Driving for Dale Earnhardt Jr.’s Nationwide team, Keselowski won six races during a two-year period. Then last year, he scored six more victories and an amazing 29 top-10 finishes in 35 starts for Roger Penske, meshing with crew chief Paul Wolfe, a pairing that has continued in Cup this season.
Looking back, Keselowski sees where 2010 was a confirmation of a lot of life lessons.
“You’re always trying to keep your eyes open, trying to understand things,” he said. “And sometimes you look around and you have hunches about things but you’re not really sure. For me, it was just re-learning the importance of chemistry and what that means and the results that can come when you have good chemistry.”
Given the chance to go back in time and make any changes to his career, Keselowski would prefer to remain in the present, with an eye on the future.
“I’ve said a couple of times to myself, ‘If I could do it all over again, could I do it better?’ And the answer is no,” Keselowski said. “I’m glad as hell I don’t have to do it all over again. Because there are several things that come up. What it takes to succeed at that time is so much different than what it takes to succeed right now. And yes, I learned and I know what I did right to make it to here.”
At age 27 and in his sixth full Nationwide Series season, Keselowski knows change is inevitable.
“I will imagine it will continue down the path it has this year,” he said. “I think it will go through a heavy rotation of drivers. I think you’ll look at the series five years from now and see less than a dozen of the same drivers in this series.”
For Keselowski, being more consistent behind the wheel and providing more leadership when he’s not on the track are the two things he’s working most to achieve in the near-term.

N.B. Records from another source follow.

PR #9774, opened 2021-07-29
feat: expose header height in native-stack

WoLewicki:
Added default header height in native-stack.

### DIFF
--- a/packages/elements/src/Header/getDefaultHeaderHeight.tsx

“As far as being in the race car, physically driving it, I think there’s a constant balance of knowing your limits that some people have more defined than I do,” Keselowski said. “Not to say that I’m bad at it, but I could be better.
“I need to continue to build on being a leader and understand what that means. That’s something that will come easier as you have success. At every level, you have to have success before you can become a leader. But when you have some success, you have to capitalize on it and use that to strengthen your leadership status. And that’s not something I’ve done very well.”
When it comes to running in Nationwide, Brad Keselowski is more than appreciative of the lessons learned.
“I was fortunate to use it as a stepping stone to get to the Cup level,” Keselowski said. “At the same time, I’ve been able to make somewhat of a career out of it and win a championship. That’s pretty much all you can ask for.”